**Brief:** Say the data back exactly as it is written below.

(Collected data entries)
***
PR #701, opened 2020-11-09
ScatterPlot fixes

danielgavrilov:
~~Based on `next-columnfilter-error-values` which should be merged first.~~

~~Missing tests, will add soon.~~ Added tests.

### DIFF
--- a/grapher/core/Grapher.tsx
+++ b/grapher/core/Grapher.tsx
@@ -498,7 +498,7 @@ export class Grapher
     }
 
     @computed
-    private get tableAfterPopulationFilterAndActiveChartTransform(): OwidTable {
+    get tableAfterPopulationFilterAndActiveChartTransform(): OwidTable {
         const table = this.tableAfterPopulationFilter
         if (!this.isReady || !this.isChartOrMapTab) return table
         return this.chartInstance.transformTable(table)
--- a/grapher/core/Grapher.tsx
***
**Response to the exercise:**
PR #701, opened 2020-11-09
ScatterPlot fixes

danielgavrilov:
~~Based on `next-columnfilter-error-values` which should be merged first.~~

~~Missing tests, will add soon.~~ Added tests.

### DIFF
--- a/grapher/core/Grapher.tsx
+++ b/grapher/core/Grapher.tsx
@@ -498,7 +498,7 @@ export class Grapher
     }
 
     @computed
-    private get tableAfterPopulationFilterAndActiveChartTransform(): OwidTable {
+    get tableAfterPopulationFilterAndActiveChartTransform(): OwidTable {
         const table = this.tableAfterPopulationFilter
         if (!this.isReady || !this.isChartOrMapTab) return table
         return this.chartInstance.transformTable(table)
--- a/grapher/core/Grapher.tsx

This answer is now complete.